Code running perfectly on host, put in a kernel, fails for mysterious reasons

Question

Here's the problem in your code, and why it works in 64 bit machine mode but not 32 bit machine mode.

In your backpropagation kernel, in the forward path, you have a sequence of code like this:

/*
* for layer = 0
*/
for (i = 0; i < N[0]; i++) {    // for all neurons i of layer 0
a[0][i] = x[ data->n * pat + i];    // a[0][i] = input i
}

In 32 bit machine mode (Win32 project, --machine 32 is being passed to nvcc), the failure occurs on the iteration i=7 when the write of a[0][7] occurs; this write is out of bounds. At this point, a[0][7] is intended to hold a double value, but for some reason the indexing is placing us out of bounds.

By the way, you can verify this by simply opening a command prompt in the directory where your executable is built, and running the command:

cuda-memcheck test_bp

assuming test_bp.exe is the name of your executable. cuda-memcheck conveniently identifies that there is an out of bounds write occurring, and even identifies the line of source that it is occurring on.

So why is this out of bounds? Let's take a look earlier in the kernel code where a[0][] is allocated:

a[0] = (double *)malloc( N[0] * sizeof(double *) );
                                              ^ oops!!

a[0][] is intended to hold double data but you're allocating pointer storage. As it turns out, in a 64 bit machine the two types of storage are the same size, so it ends up working. But in a 32-bit machine, a double pointer is 4 bytes whereas double data is 8 bytes. So, in a 32-bit machine, when we index through this array taking data strides of 8 bytes, we eventually run off the end of the array.
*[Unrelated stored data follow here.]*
PR #1318, opened 2023-06-06
chore: Simplify code that fetches tokens to reduce the number of futures involved.

hessjcg:


enocom (commented):
Can we leave this step for last? I like the removal of the future, but without an understanding of what kind of performance regression there might be (if any), I'd prefer to wait and see if we actually need to make this change.

hessjcg:
Closing because we are uncertain of the performance impact on startup time.

PR #1320, opened 2023-06-06
chore: Rewrite SqlAdminApiFetcher.getInstanceData() with less use of Futures

hessjcg:


hessjcg:
Closing. We determined that this change is unnecessary.

PR #1329, opened 2023-06-15
chore: add AccessTokenSupplier

hessjcg:
Between version v1.13 and v1.14 of google-auth-library-oauth2, a bug was fixed that changed the behavior of how downscope tokens are refreshed. Prior to the fix, the code could downscope an oauth2 token, then the refresh the downscoped token. After the fix, the code must first refresh the original oauth2 token, then downscope it again.

In order to incorporate this new behavior into our code, we needed to encapsulate the operation of refreshing and 
downscoping a token. This change became too big for one PR, so I split the implementation into 3 PRs.

This PR introduces a new class and interface `AccessTokenSupplier` and `DefaultAccessTokenSupplier` along with extensive unit tests. This new class encapsulates the logic to refresh a token, duplicating the logic in `CloudSqlInstance`

PR #1330 refactors `CloudSqlInstance` and `SqlAdminApiFetcher` and tests to use the new `DefaultAccessTokenSupplier`, removing the duplicate refresh token code. 

PR #1331 upgrades google-auth-library-oauth2 to the latest version.

Related to issue: #1294

### DIFF
--- a/core/src/main/java/com/google/cloud/sql/core/AccessTokenSupplier.java
+++ b/core/src/main/java/com/google/cloud/sql/core/AccessTokenSupplier.java
@@ -1,9 +1,34 @@
+/*
+ * Copyright 2023 Google LLC
+ *
+ * Licensed under the Apache License, Version 2.0 (the "License");
+ * you may not use this file except in compliance with the License.
+ * You may obtain a copy of the License at
+ *
+ *      http://www.apache.org/licenses/LICENSE-2.0
+ *
+ * Unless required by applicable law or agreed to in writing, software
+ * distributed under the License is distributed on an "AS IS" BASIS,
+ * WITHOUT WARRANTIES OR CONDITIONS OF ANY KIND, either express or implied.
+ * See the License for the specific language governing permissions and
+ * limitations under the License.
+ */
+
 package com.google.cloud.sql.core;
 
 import com.google.auth.oauth2.AccessToken;
 import java.io.IOException;
 import java.util.Optional;
 
+/** Supplies an AccessToken to use when authenticating with the Google API. */
+@FunctionalInterface
 interface AccessTokenSupplier {
+
+  /**
+   * Returns a valid access token or Optional.empty() when no token is available.
+   *
+   * @return the access token
+   * @throws IOException when an error occurs attempting to refresh the token.
+   */
   Optional<AccessToken> get() throws IOException;
 }
--- a/core/src/main/java/com/google/cloud/sql/core/AccessTokenSupplier.java
+++ b/core/src/main/java/com/google/cloud/sql/core/AccessTokenSupplier.java
@@ -1,0 +1,9 @@
+package com.google.cloud.sql.core;
+
+import com.google.auth.oauth2.AccessToken;
+import java.io.IOException;
+import java.util.Optional;
+
+interface AccessTokenSupplier {
+  Optional<AccessToken> get() throws IOException;
+}
--- a/core/src/main/java/com/google/cloud/sql/core/DefaultAccessTokenSupplier.java
+++ b/core/src/main/java/com/google/cloud/sql/core/DefaultAccessTokenSupplier.java
@@ -22,7 +22,6 @@ import com.google.auth.Credentials;
 import com.google.auth.http.HttpCredentialsAdapter;
 import com.google.auth.oauth2.AccessToken;
 import com.google.auth.oauth2.GoogleCredentials;
-import com.google.common.annotations.VisibleForTesting;
 import java.io.IOException;
 import java.time.Duration;
 import java.util.Date;
--- a/core/src/main/java/com/google/cloud/sql/core/DefaultAccessTokenSupplier.java
+++ b/core/src/main/java/com/google/cloud/sql/core/DefaultAccessTokenSupplier.java
@@ -33,6 +33,7 @@ import java.util.Optional;
  * configured HttpRequestInitializer.
  */
 class DefaultAccessTokenSupplier implements AccessTokenSupplier {
+
   private static final String SQL_LOGIN_SCOPE = "https://www.googleapis.com/auth/sqlservice.login";
 
   private final Optional<HttpRequestInitializer> tokenSource;
@@ -45,9 +46,7 @@ class DefaultAccessTokenSupplier implements AccessTokenSupplier {
    * @param tokenSource the token source that produces auth tokens.
    */
   DefaultAccessTokenSupplier(Optional<HttpRequestInitializer> tokenSource) {
-    this.tokenSource = tokenSource;
-    retryCount = 3;
-    retryDuration = Duration.ofSeconds(3);
+    this(tokenSource, 3, Duration.ofSeconds(3));
   }
 
   /**
@@ -57,7 +56,6 @@ class DefaultAccessTokenSupplier implements AccessTokenSupplier {
    * @param retryCount the number of attempts to refresh.
    * @param retryDuration the duration to wait between attempts.
    */
-  @VisibleForTesting
   DefaultAccessTokenSupplier(
       Optional<HttpRequestInitializer> tokenSource, int retryCount, Duration retryDuration) {
     this.tokenSource = tokenSource;
--- a/core/src/main/java/com/google/cloud/sql/core/DefaultAccessTokenSupplier.java
+++ b/core/src/main/java/com/google/cloud/sql/core/DefaultAccessTokenSupplier.java
@@ -1,0 +1,199 @@
+/*
+ * Copyright 2023 Google LLC
+ *
+ * Licensed under the Apache License, Version 2.0 (the "License");
+ * you may not use this file except in compliance with the License.
+ * You may obtain a copy of the License at
+ *
+ *      http://www.apache.org/licenses/LICENSE-2.0
+ *
+ * Unless required by applicable law or agreed to in writing, software
+ * distributed under the License is distributed on an "AS IS" BASIS,
+ * WITHOUT WARRANTIES OR CONDITIONS OF ANY KIND, either express or implied.
+ * See the License for the specific language governing permissions and
+ * limitations under the License.
+ */
+
+package com.google.cloud.sql.core;
+
+import com.google.api.client.auth.oauth2.Credential;
+import com.google.api.client.http.HttpRequestInitializer;
+import com.google.auth.Credentials;
+import com.google.auth.http.HttpCredentialsAdapter;
+import com.google.auth.oauth2.AccessToken;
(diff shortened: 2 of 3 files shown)


core/src/main/java/com/google/cloud/sql/core/DefaultAccessTokenSupplier.java
```diff
@@ -0,0 +1,199 @@
...
+  }
+
+  /**
+   * Parses credentials out of the HttpRequestInitializer.
+   *
+   * @return the GoogleCredentials.
+   * @throws RuntimeException when the HttpRequestInitializer is unrecognized, or if it can't
+   *     produce a GoogleCredentials instance.
+   */
+  private GoogleCredentials parseCredentials() {
```
hessjcg, line 75: Moved from [CloudSqlInstance.java:110](https://github.com/GoogleCloudPlatform/cloud-sql-jdbc-socket-factory/blob/183c71ab5a6068b1f69d264cd72fbd1fb4fcbc17/core/src/main/java/com/google/cloud/sql/core/CloudSqlInstance.java#L121)

core/src/main/java/com/google/cloud/sql/core/DefaultAccessTokenSupplier.java
```diff
@@ -0,0 +1,199 @@
...
+    return Optional.ofNullable(credentials.getExpirationTimeMilliseconds()).map(Date::new);
+  }
+
+  /**
+   * Produces a credential that only has sqlservice.login scope.
+   *
+   * @param credentials the credentials
+   * @return the downscoped credentials.
+   */
+  static GoogleCredentials getDownscopedCredentials(GoogleCredentials credentials) {
```
hessjcg, line 196: Moved from [CloudSqlInstance.java:110](https://github.com/GoogleCloudPlatform/cloud-sql-jdbc-socket-factory/blob/183c71ab5a6068b1f69d264cd72fbd1fb4fcbc17/core/src/main/java/com/google/cloud/sql/core/CloudSqlInstance.java#LL110C40-L110C40)

core/src/main/java/com/google/cloud/sql/core/DefaultAccessTokenSupplier.java
```diff
@@ -0,0 +1,199 @@
...
+    }
+  }
+
+  /**
+   * Extracts the expiration time from a Credential.
+   *
+   * @param credentials the token
+   * @return the expiration time, if set.
+   */
+  private Optional<Date> getTokenExpirationTime(Credential credentials) {
```
hessjcg, line 186: Moved from [CloudSqlInstance.java:262](https://github.com/GoogleCloudPlatform/cloud-sql-jdbc-socket-factory/blob/183c71ab5a6068b1f69d264cd72fbd1fb4fcbc17/core/src/main/java/com/google/cloud/sql/core/CloudSqlInstance.java#L262)

core/src/main/java/com/google/cloud/sql/core/DefaultAccessTokenSupplier.java
```diff
@@ -0,0 +1,199 @@
...
+   * @throws IllegalStateException if the token cannot be used to refresh.
+   */
+  @Override
+  public Optional<AccessToken> get() throws IOException {
+    if (tokenSource.isPresent()) {
+      RetryingCallable<Optional<AccessToken>> retries =
+          new RetryingCallable<>(
+              () -> {
+                final GoogleCredentials credentials;
+                credentials = parseCredentials();
```
hessjcg, line 128: The combined result of  [CloudSqlInstance:97](https://github.com/GoogleCloudPlatform/cloud-sql-jdbc-socket-factory/blob/183c71ab5a6068b1f69d264cd72fbd1fb4fcbc17/core/src/main/java/com/google/cloud/sql/core/CloudSqlInstance.java#L97) and [SqlAdminApiFetcher.java:301](https://github.com/GoogleCloudPlatform/cloud-sql-jdbc-socket-factory/blob/183c71ab5a6068b1f69d264cd72fbd1fb4fcbc17/core/src/main/java/com/google/cloud/sql/core/SqlAdminApiFetcher.java#L301) with a few important differences: 

1. A lot more error checking.
2. We only refresh the token if it is about to expire (by default `refreshIfExpired()` will make a call to refresh if the token is expired or will expire within the next 5 minutes.

core/src/main/java/com/google/cloud/sql/core/DefaultAccessTokenSupplier.java
```diff
@@ -0,0 +1,199 @@
...
+    return Optional.empty();
+  }
+
+  /**
+   * Extracts the expiration time from an AccessToken.
+   *
+   * @param token the token
+   * @return the expiration time, if set.
+   */
+  static Optional<Date> getTokenExpirationTime(Optional<AccessToken> token) {
```
hessjcg, line 172: Moved from [SqlAdminApiFetcher.java:161](https://github.com/GoogleCloudPlatform/cloud-sql-jdbc-socket-factory/blob/183c71ab5a6068b1f69d264cd72fbd1fb4fcbc17/core/src/main/java/com/google/cloud/sql/core/SqlAdminApiFetcher.java#L161)

hessjcg (commented):
Comments for the reviewer.

core/src/main/java/com/google/cloud/sql/core/AccessTokenSupplier.java
```diff
@@ -0,0 +1,34 @@
...
+
+package com.google.cloud.sql.core;
+
+import com.google.auth.oauth2.AccessToken;
+import java.io.IOException;
+import java.util.Optional;
+
+/** Supplies an AccessToken to use when authenticating with the Google API. */
+@FunctionalInterface
+interface AccessTokenSupplier {
```
enocom, line 25: Could we just use `Supplier<AccessToken>` instead here?

core/src/main/java/com/google/cloud/sql/core/DefaultAccessTokenSupplier.java
```diff
@@ -0,0 +1,199 @@
...
+  }
+
+  /**
+   * Creates an instance with configurable retry settings.
+   *
+   * @param tokenSource the token source
+   * @param retryCount the number of attempts to refresh.
+   * @param retryDuration the duration to wait between attempts.
+   */
+  @VisibleForTesting
```
enocom, line 60: We should strive to avoid this annotation. Could we just expose this constructor as the primary one and rely on constants for default configuration?

core/src/main/java/com/google/cloud/sql/core/DefaultAccessTokenSupplier.java
enocom: side note: we need to stop using Date and instead prefer Instance. If we don't do that as part of this PR, let's do it as part of the next one.

core/src/main/java/com/google/cloud/sql/core/DefaultAccessTokenSupplier.java
```diff
@@ -0,0 +1,199 @@
...
+import java.io.IOException;
+import java.time.Duration;
+import java.util.Date;
+import java.util.Optional;
+
+/**
+ * DefaultAccessTokenSupplier produces access tokens using credentials produced by this connector's
+ * configured HttpRequestInitializer.
+ */
+class DefaultAccessTokenSupplier implements AccessTokenSupplier {
```
enocom, line 35: Is there a test class missing from this PR?

hessjcg: No: core/src/test/java/com/google/cloud/sql/core/DefaultAccessTokenSupplierTest.java

core/src/main/java/com/google/cloud/sql/core/AccessTokenSupplier.java
hessjcg: No, because we `Supplier<AccessToken>` doesn't throw an exception. We need to distinguish between when `get()` throws an IOException  meaning the refresh attempt failed to make a successful request, from when it throws an unchecked exception like IllegalStateException, meaning that the token can't be refreshed due to business logic.

core/src/main/java/com/google/cloud/sql/core/DefaultAccessTokenSupplier.java
hessjcg: I want the constructor used in the main code to encapsulate details like timeout/retry. I'll rewrite this so that `DefaultAccessTokenSupplier(Optional<HttpRequestInitializer> tokenSource)` delegates to `DefaultAccessTokenSupplier(
      Optional<HttpRequestInitializer> tokenSource, int retryCount, Duration retryDuration) ` and remove the annotation.

core/src/main/java/com/google/cloud/sql/core/DefaultAccessTokenSupplier.java
hessjcg: Good idea. I think a separate PR is the way to go.

enocom: Let's make sure to do this -- file an issue you're not planning on just getting to it right away.

core/src/test/java/com/google/cloud/sql/core/DefaultAccessTokenSupplierTest.java
```diff
@@ -0,0 +1,402 @@
...
+
+public class DefaultAccessTokenSupplierTest {
+
+  private final Date now = new Date();
+  private final Date past = Date.from(now.toInstant().plus(-1, ChronoUnit.HOURS));
+  private final Date future = Date.from(now.toInstant().plus(1, ChronoUnit.HOURS));
+
+  private GoogleCredentials scopedCredentials;
+  private volatile int refreshCounter = 0;
+  @Mock private OAuth2Credentials oAuth2Credentials;
```
enocom, line 57: Can we avoid using this mock?

enocom (commented):
Implementation LGTM. One question about the use of mocks and then we can move ahead.

core/src/test/java/com/google/cloud/sql/core/DefaultAccessTokenSupplierTest.java
hessjcg: Removed.

core/src/main/java/com/google/cloud/sql/core/DefaultAccessTokenSupplier.java
hessjcg: See #1340

enocom (approved):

Elsewhere in the kernel code you are allocating storage for the other "layers" of a like this:

a[layer] = (double *)malloc( N[layer] * sizeof(double) );

which is correct. I see that the original "host-only" code seems to contain this error as well. There may be a latent defect in that code as well.

You will still need to address the kernel running time to avoid the windows TDR event, in some fashion, if you want to run on a windows wddm device. And as I already pointed out, this code makes no attempt to use the parallel capability of the machine.